Provided information:
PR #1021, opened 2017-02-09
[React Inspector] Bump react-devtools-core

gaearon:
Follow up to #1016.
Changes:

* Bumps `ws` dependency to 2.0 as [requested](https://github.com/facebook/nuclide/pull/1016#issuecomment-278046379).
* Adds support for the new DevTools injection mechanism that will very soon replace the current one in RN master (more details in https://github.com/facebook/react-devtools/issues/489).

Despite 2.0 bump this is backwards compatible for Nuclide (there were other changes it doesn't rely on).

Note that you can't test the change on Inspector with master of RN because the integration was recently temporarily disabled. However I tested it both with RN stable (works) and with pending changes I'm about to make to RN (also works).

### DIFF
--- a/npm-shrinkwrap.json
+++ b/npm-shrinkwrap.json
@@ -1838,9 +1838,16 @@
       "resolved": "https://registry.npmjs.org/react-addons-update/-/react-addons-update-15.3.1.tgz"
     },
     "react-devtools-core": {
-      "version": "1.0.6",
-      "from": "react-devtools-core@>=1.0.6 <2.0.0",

Your instructions: Please transcribe, exactly and with nothing added, the lines from the first line of the material above through the line that contains "-1838,9 +1838,16 @@".

Response to this task:
PR #1021, opened 2017-02-09
[React Inspector] Bump react-devtools-core

gaearon:
Follow up to #1016.
Changes:

* Bumps `ws` dependency to 2.0 as [requested](https://github.com/facebook/nuclide/pull/1016#issuecomment-278046379).
* Adds support for the new DevTools injection mechanism that will very soon replace the current one in RN master (more details in https://github.com/facebook/react-devtools/issues/489).

Despite 2.0 bump this is backwards compatible for Nuclide (there were other changes it doesn't rely on).

Note that you can't test the change on Inspector with master of RN because the integration was recently temporarily disabled. However I tested it both with RN stable (works) and with pending changes I'm about to make to RN (also works).

### DIFF
--- a/npm-shrinkwrap.json
+++ b/npm-shrinkwrap.json
@@ -1838,9 +1838,16 @@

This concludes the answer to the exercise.